* [Problem details]:
Among the records that follow, find the line with "PR #4779, opened 2026-08-20" and the line with "On Linux the". Set down those lines and all lines between them exactly, without adding anything.

* [Data to process]:
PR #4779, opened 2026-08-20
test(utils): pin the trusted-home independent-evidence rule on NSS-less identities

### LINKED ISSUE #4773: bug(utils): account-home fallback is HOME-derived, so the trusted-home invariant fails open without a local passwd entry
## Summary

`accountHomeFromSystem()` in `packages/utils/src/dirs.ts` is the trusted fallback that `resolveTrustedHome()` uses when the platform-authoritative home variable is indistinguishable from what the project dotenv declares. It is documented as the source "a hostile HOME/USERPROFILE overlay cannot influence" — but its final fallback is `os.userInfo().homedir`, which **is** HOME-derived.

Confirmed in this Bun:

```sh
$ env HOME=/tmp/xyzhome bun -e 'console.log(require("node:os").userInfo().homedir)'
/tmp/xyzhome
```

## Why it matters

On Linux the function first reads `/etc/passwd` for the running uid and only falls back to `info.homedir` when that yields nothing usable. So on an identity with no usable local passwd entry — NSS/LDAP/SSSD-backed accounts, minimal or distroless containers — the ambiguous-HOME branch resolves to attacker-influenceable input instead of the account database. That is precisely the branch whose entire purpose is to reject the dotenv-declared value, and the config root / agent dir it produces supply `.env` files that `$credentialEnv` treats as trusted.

--

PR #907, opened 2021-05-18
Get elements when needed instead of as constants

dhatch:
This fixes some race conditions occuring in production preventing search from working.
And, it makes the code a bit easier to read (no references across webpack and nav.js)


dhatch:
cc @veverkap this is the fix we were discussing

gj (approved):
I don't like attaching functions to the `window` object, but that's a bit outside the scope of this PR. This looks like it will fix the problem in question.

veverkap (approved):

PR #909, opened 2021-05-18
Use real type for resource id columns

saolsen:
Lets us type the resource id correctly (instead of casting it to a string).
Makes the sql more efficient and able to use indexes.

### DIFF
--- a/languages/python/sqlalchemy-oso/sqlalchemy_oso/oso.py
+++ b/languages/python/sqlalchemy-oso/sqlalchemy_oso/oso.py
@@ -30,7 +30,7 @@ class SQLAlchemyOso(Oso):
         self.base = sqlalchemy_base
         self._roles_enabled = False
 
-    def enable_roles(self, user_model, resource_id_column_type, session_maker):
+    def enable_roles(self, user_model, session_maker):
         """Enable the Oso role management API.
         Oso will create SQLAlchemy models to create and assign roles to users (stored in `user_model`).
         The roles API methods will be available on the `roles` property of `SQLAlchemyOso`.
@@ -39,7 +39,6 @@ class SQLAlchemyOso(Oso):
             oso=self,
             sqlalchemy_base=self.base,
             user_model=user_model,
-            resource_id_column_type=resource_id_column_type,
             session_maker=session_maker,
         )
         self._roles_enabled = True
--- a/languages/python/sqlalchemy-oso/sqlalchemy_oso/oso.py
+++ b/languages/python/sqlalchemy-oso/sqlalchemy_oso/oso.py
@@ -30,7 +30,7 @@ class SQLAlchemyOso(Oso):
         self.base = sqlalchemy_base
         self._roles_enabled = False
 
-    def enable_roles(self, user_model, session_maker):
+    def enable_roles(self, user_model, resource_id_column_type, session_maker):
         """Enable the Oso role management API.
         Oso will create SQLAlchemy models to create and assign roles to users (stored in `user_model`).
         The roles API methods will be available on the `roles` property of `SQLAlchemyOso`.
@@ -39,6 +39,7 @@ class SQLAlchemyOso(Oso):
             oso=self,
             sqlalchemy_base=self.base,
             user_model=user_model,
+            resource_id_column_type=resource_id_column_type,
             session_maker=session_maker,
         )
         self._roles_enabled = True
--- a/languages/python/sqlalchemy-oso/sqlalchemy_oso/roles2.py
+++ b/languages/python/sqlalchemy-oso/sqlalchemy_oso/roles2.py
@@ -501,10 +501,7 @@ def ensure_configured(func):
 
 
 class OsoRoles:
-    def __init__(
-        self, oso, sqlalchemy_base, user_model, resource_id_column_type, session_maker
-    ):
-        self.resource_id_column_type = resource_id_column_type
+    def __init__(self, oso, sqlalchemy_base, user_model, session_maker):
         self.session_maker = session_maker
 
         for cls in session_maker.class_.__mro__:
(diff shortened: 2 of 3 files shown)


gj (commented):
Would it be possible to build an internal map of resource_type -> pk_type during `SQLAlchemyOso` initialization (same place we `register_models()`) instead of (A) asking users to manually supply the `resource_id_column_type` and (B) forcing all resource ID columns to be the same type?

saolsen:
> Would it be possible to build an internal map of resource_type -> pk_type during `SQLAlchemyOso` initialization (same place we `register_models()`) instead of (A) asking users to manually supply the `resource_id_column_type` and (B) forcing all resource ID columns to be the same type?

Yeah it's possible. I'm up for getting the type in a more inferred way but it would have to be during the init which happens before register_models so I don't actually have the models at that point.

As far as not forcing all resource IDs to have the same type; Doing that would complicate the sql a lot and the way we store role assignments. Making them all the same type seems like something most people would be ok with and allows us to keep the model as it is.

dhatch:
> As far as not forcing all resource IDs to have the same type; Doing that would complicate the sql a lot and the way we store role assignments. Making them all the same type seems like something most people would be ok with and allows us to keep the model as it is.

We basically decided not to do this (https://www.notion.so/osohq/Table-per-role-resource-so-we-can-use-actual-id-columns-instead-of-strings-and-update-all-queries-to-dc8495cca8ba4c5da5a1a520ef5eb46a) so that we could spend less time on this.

==

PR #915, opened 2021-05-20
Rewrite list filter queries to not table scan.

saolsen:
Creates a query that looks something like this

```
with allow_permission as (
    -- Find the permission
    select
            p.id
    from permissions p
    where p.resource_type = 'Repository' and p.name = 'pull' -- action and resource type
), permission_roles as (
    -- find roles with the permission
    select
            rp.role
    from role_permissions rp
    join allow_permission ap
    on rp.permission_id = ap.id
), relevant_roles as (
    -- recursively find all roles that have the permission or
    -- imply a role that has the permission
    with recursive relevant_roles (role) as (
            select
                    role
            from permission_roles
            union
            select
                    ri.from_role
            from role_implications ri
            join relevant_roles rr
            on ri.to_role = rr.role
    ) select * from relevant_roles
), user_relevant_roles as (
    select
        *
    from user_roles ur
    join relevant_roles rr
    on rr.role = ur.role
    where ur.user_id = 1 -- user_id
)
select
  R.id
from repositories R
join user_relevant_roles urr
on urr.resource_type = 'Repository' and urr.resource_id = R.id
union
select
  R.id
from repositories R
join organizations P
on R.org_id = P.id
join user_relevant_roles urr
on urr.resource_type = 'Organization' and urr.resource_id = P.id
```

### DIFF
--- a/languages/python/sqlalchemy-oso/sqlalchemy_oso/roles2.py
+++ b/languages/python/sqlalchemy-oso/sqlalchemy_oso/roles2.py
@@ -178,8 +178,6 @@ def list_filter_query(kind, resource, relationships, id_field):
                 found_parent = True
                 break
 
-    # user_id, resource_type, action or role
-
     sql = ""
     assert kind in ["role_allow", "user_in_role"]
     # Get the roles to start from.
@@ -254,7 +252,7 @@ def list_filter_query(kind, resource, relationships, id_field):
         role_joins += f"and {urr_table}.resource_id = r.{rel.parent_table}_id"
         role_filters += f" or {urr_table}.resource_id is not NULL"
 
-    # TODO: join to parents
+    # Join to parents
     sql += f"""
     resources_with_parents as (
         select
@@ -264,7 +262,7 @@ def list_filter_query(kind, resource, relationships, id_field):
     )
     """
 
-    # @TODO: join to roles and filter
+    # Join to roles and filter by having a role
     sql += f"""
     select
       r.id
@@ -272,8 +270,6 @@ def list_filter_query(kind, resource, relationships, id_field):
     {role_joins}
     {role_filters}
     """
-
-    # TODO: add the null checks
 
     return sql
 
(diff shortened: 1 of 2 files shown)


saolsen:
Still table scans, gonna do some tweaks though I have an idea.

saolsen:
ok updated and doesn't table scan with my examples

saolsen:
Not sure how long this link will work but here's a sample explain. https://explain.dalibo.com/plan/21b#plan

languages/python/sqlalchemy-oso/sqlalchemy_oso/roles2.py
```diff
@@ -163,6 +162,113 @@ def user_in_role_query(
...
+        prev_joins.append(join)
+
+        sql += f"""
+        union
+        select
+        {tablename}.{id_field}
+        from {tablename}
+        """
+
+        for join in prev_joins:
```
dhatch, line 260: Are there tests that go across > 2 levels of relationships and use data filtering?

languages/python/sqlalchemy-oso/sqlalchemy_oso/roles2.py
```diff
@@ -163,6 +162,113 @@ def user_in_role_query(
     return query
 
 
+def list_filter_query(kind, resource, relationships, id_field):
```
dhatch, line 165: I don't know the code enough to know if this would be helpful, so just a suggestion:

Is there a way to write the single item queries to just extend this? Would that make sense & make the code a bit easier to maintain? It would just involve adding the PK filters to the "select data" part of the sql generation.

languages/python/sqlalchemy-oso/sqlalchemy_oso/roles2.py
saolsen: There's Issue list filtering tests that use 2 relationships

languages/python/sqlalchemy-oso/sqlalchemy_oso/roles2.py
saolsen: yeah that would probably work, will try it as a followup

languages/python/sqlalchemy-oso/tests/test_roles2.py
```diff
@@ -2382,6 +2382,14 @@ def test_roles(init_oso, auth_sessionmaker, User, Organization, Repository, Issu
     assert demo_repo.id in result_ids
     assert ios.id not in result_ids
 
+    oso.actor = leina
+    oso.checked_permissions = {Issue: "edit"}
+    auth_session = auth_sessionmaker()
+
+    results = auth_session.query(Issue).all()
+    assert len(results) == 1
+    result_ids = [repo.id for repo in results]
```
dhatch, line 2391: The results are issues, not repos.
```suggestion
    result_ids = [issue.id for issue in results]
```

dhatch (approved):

* [Answer box]:
PR #4779, opened 2026-08-20
test(utils): pin the trusted-home independent-evidence rule on NSS-less identities

### LINKED ISSUE #4773: bug(utils): account-home fallback is HOME-derived, so the trusted-home invariant fails open without a local passwd entry
## Summary

`accountHomeFromSystem()` in `packages/utils/src/dirs.ts` is the trusted fallback that `resolveTrustedHome()` uses when the platform-authoritative home variable is indistinguishable from what the project dotenv declares. It is documented as the source "a hostile HOME/USERPROFILE overlay cannot influence" — but its final fallback is `os.userInfo().homedir`, which **is** HOME-derived.

Confirmed in this Bun:

```sh
$ env HOME=/tmp/xyzhome bun -e 'console.log(require("node:os").userInfo().homedir)'
/tmp/xyzhome
```

## Why it matters

On Linux the function first reads `/etc/passwd` for the running uid and only falls back to `info.homedir` when that yields nothing usable. So on an identity with no usable local passwd entry — NSS/LDAP/SSSD-backed accounts, minimal or distroless containers — the ambiguous-HOME branch resolves to attacker-influenceable input instead of the account database. That is precisely the branch whose entire purpose is to reject the dotenv-declared value, and the config root / agent dir it produces supply `.env` files that `$credentialEnv` treats as trusted.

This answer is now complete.